* [Directions] In the lines below, look for "poll". Copy each line where it appears.

* [Collected data]

PR #451, opened 2018-07-15
1. Added a per thread queue for Jobs.

vdantu:
*Issue #, if available:*

*Description of changes:*
1. Monitor synchronous messages to the backend worker.
1. Restart the backend worker if there is no response in 2 mins.
1. Added a thread based queue to send control messages to specific backend workers.
1. Refactored code a little.

### DIFF
--- a/frontend/server/src/main/java/com/amazonaws/ml/mms/util/messages/BaseModelRequest.java
+++ b/frontend/server/src/main/java/com/amazonaws/ml/mms/util/messages/BaseModelRequest.java
@@ -14,15 +14,15 @@ package com.amazonaws.ml.mms.util.messages;
 
 public class BaseModelRequest {
 
-    private String command;
+    private WorkerCommands command;
     private String modelName;
 
-    public BaseModelRequest(String command, String modelName) {
+    public BaseModelRequest(WorkerCommands command, String modelName) {
         this.command = command;
         this.modelName = modelName;
     }
 
-    public String getCommand() {
+    public WorkerCommands getCommand() {
         return command;
     }
 
--- a/frontend/server/src/main/java/com/amazonaws/ml/mms/util/messages/ModelLoadModelRequest.java
+++ b/frontend/server/src/main/java/com/amazonaws/ml/mms/util/messages/ModelLoadModelRequest.java
@@ -27,11 +27,11 @@ public class ModelLoadModelRequest extends BaseModelRequest {
     private String gpu;
 
     public ModelLoadModelRequest() {
-        super("load", null);
+        super(WorkerCommands.LOAD, null);
     }
 
     public ModelLoadModelRequest(Model model, String gpu) {
-        super("load", model.getModelName());
+        super(WorkerCommands.LOAD, model.getModelName());
         this.handler = model.getModelArchive().getManifest().getModel().getHandler();
         this.batchSize = model.getBatchSize();
         this.gpu = gpu;
--- a/frontend/server/src/main/java/com/amazonaws/ml/mms/wlm/BatchAggregator.java
+++ b/frontend/server/src/main/java/com/amazonaws/ml/mms/wlm/BatchAggregator.java
@@ -19,10 +19,8 @@ import com.amazonaws.ml.mms.util.messages.ModelWorkerResponse;
 import com.amazonaws.ml.mms.util.messages.Predictions;
 import com.amazonaws.ml.mms.util.messages.RequestBatch;
 import java.nio.charset.Charset;
-import java.util.ArrayList;
 import java.util.Base64;
 import java.util.LinkedHashMap;
-import java.util.ListIterator;
 import java.util.Map;
 import org.slf4j.Logger;
 import org.slf4j.LoggerFactory;
@@ -39,11 +37,11 @@ public class BatchAggregator {
         jobs = new LinkedHashMap<>();
     }
 
-    public BaseModelRequest getRequest() throws InterruptedException {
+    public BaseModelRequest getRequest(String threadName) throws InterruptedException {
         jobs.clear();
 
         // first job is a blocking call;
-        Job job = model.nextJob();
+        Job job = model.nextJob(threadName);
         if (job.isControlCmd()) {
             RequestBatch input = job.getPayload();
             String gpu = input.getStringParameter("gpu");
@@ -58,21 +56,7 @@ public class BatchAggregator {
         int size = model.getBatchSize() - 1;
         long begin = System.currentTimeMillis();
         for (int i = 0; i < size; ++i) {
-            if (job.isControlCmd()) {
-                jobs.remove(job.getJobId());
-
-                ListIterator<Job> iterator =
-                        new ArrayList<>(jobs.values()).listIterator(jobs.size());
-                while (iterator.hasNext()) {
-                    Job j = iterator.next();
-                    model.addFirst(j);
-                }
-                RequestBatch input = job.getPayload();
-                String gpu = input.getStringParameter("gpu");
-                return new ModelLoadModelRequest(model, gpu);
-            }
-
-            job = model.nextJob(maxBatchDelay);
+            job = model.nextJob(threadName, maxBatchDelay);
             if (job == null) {
                 break;
             }
@@ -141,18 +125,34 @@ public class BatchAggregator {
             return;
         }
 
-        ModelInferenceRequest msg = (ModelInferenceRequest) message;
-        for (RequestBatch req : msg.getRequestBatch()) {
-            String requestId = req.getRequestId();
-            Job job = jobs.remove(requestId);
-            if (job == null) {
-                throw new IllegalStateException("Unexpected job: " + requestId);
+        if (message != null) {
+            ModelInferenceRequest msg = (ModelInferenceRequest) message;
+            for (RequestBatch req : msg.getRequestBatch()) {
+                String requestId = req.getRequestId();
+                Job job = jobs.remove(requestId);
+                if (job == null) {
+                    throw new IllegalStateException("Unexpected job: " + requestId);
+                }
+                job.sendError(error);
             }
-            job.sendError(error);
-        }
+            if (!jobs.isEmpty()) {
+                jobs.clear();
+                throw new IllegalStateException("Not all jobs get response.");
+            }
+        } else {
+            // Send the error message to all the jobs
+            for (Map.Entry<String, Job> j : jobs.entrySet()) {
+                String jobsId = j.getValue().getJobId();
+                Job job = jobs.remove(jobsId);
 
-        if (!jobs.isEmpty()) {
-            throw new IllegalStateException("Not all jobs get response.");
+                if (job.isControlCmd()) {
+                    job.sendError(error);
+                } else {
+                    // Data message can be handled by other workers.
+                    // If batch has gone past its batch max delay timer?
+                    model.addFirst(job);
+                }
+            }
         }
     }
 }
--- a/frontend/server/src/main/java/com/amazonaws/ml/mms/wlm/Model.java
+++ b/frontend/server/src/main/java/com/amazonaws/ml/mms/wlm/Model.java
@@ -16,17 +16,23 @@ import com.amazonaws.ml.mms.archive.ModelArchive;
 import com.amazonaws.ml.mms.archive.Signature;
 import java.util.List;
 import java.util.Map;
+import java.util.concurrent.ConcurrentHashMap;
+import java.util.concurrent.ConcurrentMap;
 import java.util.concurrent.LinkedBlockingDeque;
 import java.util.concurrent.TimeUnit;
+import java.util.concurrent.atomic.AtomicInteger;
 
 public class Model {
-
+    public static final String DEFAULT_DATA_QUEUE = "DATA_QUEUE";
     private ModelArchive modelArchive;
     private int minWorkers;
     private int maxWorkers;
     private int batchSize;
     private int maxBatchDelay;
-    private LinkedBlockingDeque<Job> jobs;
+    // Total number of subsequent inference request failures
+    private AtomicInteger failedInfReqs;
+    // Per workerthread job queue. This separates out the control queue from data queue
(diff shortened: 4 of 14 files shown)


frontend/server/src/main/java/com/amazonaws/ml/mms/util/messages/ModelLoadModelRequest.java
```diff
@@ -27,15 +27,15 @@
     private String gpu;
 
     public ModelLoadModelRequest() {
-        super("load", null);
+        super(CommandStrings.LOAD.getCommand(), null);
```
frankfliu: It's better use CommandStrings type in Request class as well.

frontend/server/src/main/java/com/amazonaws/ml/mms/util/messages/ModelLoadModelRequest.java
```diff
@@ -27,15 +27,15 @@
...
     }
 
     public ModelLoadModelRequest(Model model, String gpu) {
-        super(CommandStrings.LOAD, model.getModelName());
+        super(CommandStrings.LOAD.getCommand(), model.getModelName());
         this.handler = model.getModelArchive().getManifest().getModel().getHandler();
         this.batchSize = model.getBatchSize();
         this.gpu = gpu;
-        this.setIsSynchronous();
+        this.setSynchronous(true);
```
frankfliu: synchronous is already true in base class, you don't need set it.

frontend/server/src/main/java/com/amazonaws/ml/mms/util/messages/CommandStrings.java
```diff
@@ -1,10 +1,18 @@
 package com.amazonaws.ml.mms.util.messages;
 
-public final class CommandStrings {
-    public static final String PREDICT = "predict";
-    public static final String LOAD = "load";
-    public static final String UNLOAD = "unload";
-    public static final String STATS = "stats";
+public enum CommandStrings {
```
frankfliu: Better name this class as something like RequstCommand

frontend/server/src/main/java/com/amazonaws/ml/mms/wlm/Model.java
```diff
@@ -118,12 +118,12 @@ public void setMaxBatchDelay(int maxBatchDelay) {
...
 
-    public boolean addJob(Long threadId, Job job) {
+    public boolean addJob(String threadId, Job job) {
         jobsDb.putIfAbsent(threadId, new LinkedBlockingDeque<>());
         return jobsDb.get(threadId).offer(job);
     }
 
-    public void removeJobQueue(Long threadId) {
+    public void removeJobQueue(String threadId) {
         if (!threadId.equals(DEFAULT_DATA_QUEUE)) {
```
frankfliu: Better to use if (!DEFAULT.equals(threadId))

frontend/server/src/main/java/com/amazonaws/ml/mms/wlm/WorkLoadManager.java
```diff
@@ -82,6 +83,7 @@ public void modelChanged(Model model) throws WorkerInitializationException {
     private void addThreads(List<WorkerThread> threads, Model model, int count)
             throws WorkerInitializationException {
         int maxGpu = configManager.getNumberOfGpu();
+        UUID threadUuid = UUID.randomUUID();
```
frankfliu: This should be in for loop, otherwise all the worker has the same name,
Actually, each worker thread already has a unique name, you can just call thread.getName() to retrieve it.
And I believe your old way using threadId should work. You was using a wrong thread Id in addJob() call.

frontend/server/src/main/java/com/amazonaws/ml/mms/wlm/WorkerThread.java
```diff
@@ -96,21 +99,23 @@ public void run() {
         BaseModelRequest req = null;
         try {
             while (running.get()) {
-                req = aggregator.getRequest(currentThread.getId());
+                req = aggregator.getRequest(this.threadName);
```
frankfliu: use can use:  req = aggregator.getRequest(getName());

frontend/server/src/main/java/com/amazonaws/ml/mms/util/messages/BaseModelRequest.java
```diff
@@ -16,20 +16,20 @@
 
     private String command;
     private String modelName;
-    private boolean isSynchronous;
+    private boolean synchronous;
```
frankfliu: In which case we need async?

frontend/server/src/main/java/com/amazonaws/ml/mms/wlm/BatchAggregator.java
```diff
@@ -141,18 +126,29 @@ public void sendError(BaseModelRequest message, String error) {
...
+                Job job = jobs.remove(jobsId);
+                job.sendError(error);
             }
-            job.sendError(error);
         }
 
         if (!jobs.isEmpty()) {
-            throw new IllegalStateException("Not all jobs get response.");
+            jobs.clear();
+            logger.error("Huh!!! ");
```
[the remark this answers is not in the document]
frankfliu: Should we throw exception here if this thread need to be killed?

frontend/server/src/main/java/com/amazonaws/ml/mms/util/messages/BaseModelRequest.java
```diff
@@ -16,10 +16,20 @@
 
     private String command;
     private String modelName;
+    private boolean synchronous;
```
frankfliu: In which case we use async?

frontend/server/src/main/java/com/amazonaws/ml/mms/wlm/BatchAggregator.java
```diff
@@ -90,6 +74,7 @@ public BaseModelRequest getRequest() throws InterruptedException {
         ModelInferenceRequest req = new ModelInferenceRequest(model.getModelName());
         for (Job j : jobs.values()) {
             req.addRequestBatches(j.getPayload());
+            req.setSynchronous(true);
```
frankfliu: Default is true, redundant set

frontend/server/src/main/java/com/amazonaws/ml/mms/util/messages/ModelLoadModelRequest.java
vdantu: Done

frontend/server/src/main/java/com/amazonaws/ml/mms/wlm/BatchAggregator.java
vdantu: True. I had added it to avoid any async messages triggering a failure. But we could adopt one of the two approaches.
1. Add this back when we have actual sync messages in the future to the backend.
2. Make backend worker always return a message (making it always a sync)

I will remove this for now, as its not needed.

frontend/server/src/main/java/com/amazonaws/ml/mms/wlm/WorkLoadManager.java
vdantu: Replaced this with getName().

frontend/server/src/main/java/com/amazonaws/ml/mms/wlm/BatchAggregator.java
```diff
@@ -141,18 +126,29 @@ public void sendError(BaseModelRequest message, String error) {
...
+            // Send the error message to all the jobs
+            for (Map.Entry<String, Job> j : jobs.entrySet()) {
+                String jobsId = j.getValue().getJobId();
+                Job job = jobs.remove(jobsId);
+                job.sendError(error);
             }
-            job.sendError(error);
         }
 
         if (!jobs.isEmpty()) {
```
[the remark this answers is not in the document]
frankfliu: In the if (message == null) block, you have looped through all jobs and already removed them. It must be empty.

frontend/server/src/main/java/com/amazonaws/ml/mms/wlm/Model.java
```diff
@@ -109,19 +118,59 @@ public void setMaxBatchDelay(int maxBatchDelay) {
...
+            retJob = jobsDb.get(tid).poll(timeout, TimeUnit.MILLISECONDS);
+        } else {
+            retJob = jobsDb.get(DEFAULT_DATA_QUEUE).poll(timeout, TimeUnit.MILLISECONDS);
+        }
+        return retJob;
     }
 
-    public Job nextJob() throws InterruptedException {
-        return jobs.take();
+    public int incrFailedInfReqs() {
```
frankfliu: we are not using the return value, should it be void?

frontend/server/src/main/java/com/amazonaws/ml/mms/wlm/WorkerThread.java
```diff
@@ -152,7 +168,7 @@ public void initChannel(Channel ch) {
                                         latch.countDown();
                                         parentThreads.remove(WorkerThread.this); // NOPMD
                                         shutdown();
-                                        logger.info("Worker disconnected.");
+                                        logger.info("{} Worker disconnected.", getName());
```
frankfliu: log4j default print out thread name.

frontend/server/src/main/java/com/amazonaws/ml/mms/wlm/WorkerThread.java
```diff
@@ -162,16 +178,28 @@ public void initChannel(Channel ch) {
...
                                         Job job =
-                                                new Job(null, model.getModelName(), "load", input);
-                                        model.addFirst(job);
+                                                new Job(
+                                                        null,
+                                                        model.getModelName(),
+                                                        CommandStrings.LOAD,
+                                                        input);
+                                        model.addJob(getName(), job);
+                                        latch.countDown();
```
frankfliu: Why countDown twice?

frontend/server/src/main/java/com/amazonaws/ml/mms/wlm/WorkerThread.java
```diff
@@ -201,8 +229,27 @@ public long getStartTime() {
...
+                if (parentThreads.size() < model.getMinWorkers()) {
+                    // minWorkers is the numWorkers configured for this model. If parent thread group
+                    // has less threads than expected minWorkers, we should restart the workers.
+                    manager.updateModel(
+                            model.getModelName(), model.getMinWorkers(), model.getMinWorkers());
+                }
+                aggregator.sendError(null, "Internal Failure");
+            } catch (WorkerInitializationException wie) {
+                logger.error(
+                        "Error restarting the backend worker for model name "
```
frankfliu: User var-arg error() method to avoid unnecessary string concat

frontend/server/src/main/java/com/amazonaws/ml/mms/wlm/WorkerThread.java
```diff
@@ -201,8 +229,27 @@ public long getStartTime() {
...
         running.set(false);
         backendChannel.close();
+        ModelManager manager = ModelManager.getInstance();
         if (currentThread != null) {
             currentThread.interrupt();
+            try {
+                if (parentThreads.size() < model.getMinWorkers()) {
+                    // minWorkers is the numWorkers configured for this model. If parent thread group
+                    // has less threads than expected minWorkers, we should restart the workers.
+                    manager.updateModel(
```
frankfliu: Better add backoff on retry

frontend/server/src/main/java/com/amazonaws/ml/mms/wlm/WorkerThread.java
```diff
@@ -201,8 +229,27 @@ public long getStartTime() {
...
+                            model.getModelName(), model.getMinWorkers(), model.getMinWorkers());
+                }
+                aggregator.sendError(null, "Internal Failure");
+            } catch (WorkerInitializationException wie) {
+                logger.error(
+                        "Error restarting the backend worker for model name "
+                                + model.getModelName());
+            }
+
+            if (manager.getModels().containsKey(model.getModelName())) {
```
frankfliu: getModelName() and getModels() called multiple times, better define variables for them

frontend/server/src/main/java/com/amazonaws/ml/mms/wlm/Model.java
```diff
@@ -109,19 +118,59 @@ public void setMaxBatchDelay(int maxBatchDelay) {
...
+        jobsDb.get(threadId).addFirst(job);
     }
 
     public void addFirst(Job j) {
-        jobs.addFirst(j);
+        addFirst(DEFAULT_DATA_QUEUE, j);
+    }
+
+    public Job nextJob(String threadId) throws InterruptedException {
+        String tid = threadId != null ? threadId : DEFAULT_DATA_QUEUE;
```
frankfliu: It seems threadId is never null. There is no call path passing null threadId.
This can be simplified as:

    public Job nextJob(String threadId) throws InterruptedException {
        return nextJob(threadId, Long.MAX_VALUE);
    }

    public Job nextJob(String threadId, long timeout) throws InterruptedException {
        LinkedBlockingDeque<Job> jobs = jobsDb.get(threadId);
        if (jobs != null && !jobs.isEmpty()) {
            return jobs.poll();
        }
        return jobsDb.get(DEFAULT_DATA_QUEUE).poll(timeout, TimeUnit.MILLISECONDS);
    }

frontend/server/src/main/java/com/amazonaws/ml/mms/wlm/WorkerThread.java
vdantu: I had removed this. I think its updated in the other PR. I will remove it from this PR as well.

frontend/server/src/main/java/com/amazonaws/ml/mms/wlm/Model.java
vdantu: Sure. This looks more compact.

* [Output for this exercise]
+            retJob = jobsDb.get(tid).poll(timeout, TimeUnit.MILLISECONDS);
+            retJob = jobsDb.get(DEFAULT_DATA_QUEUE).poll(timeout, TimeUnit.MILLISECONDS);
            return jobs.poll();
        return jobsDb.get(DEFAULT_DATA_QUEUE).poll(timeout, TimeUnit.MILLISECONDS);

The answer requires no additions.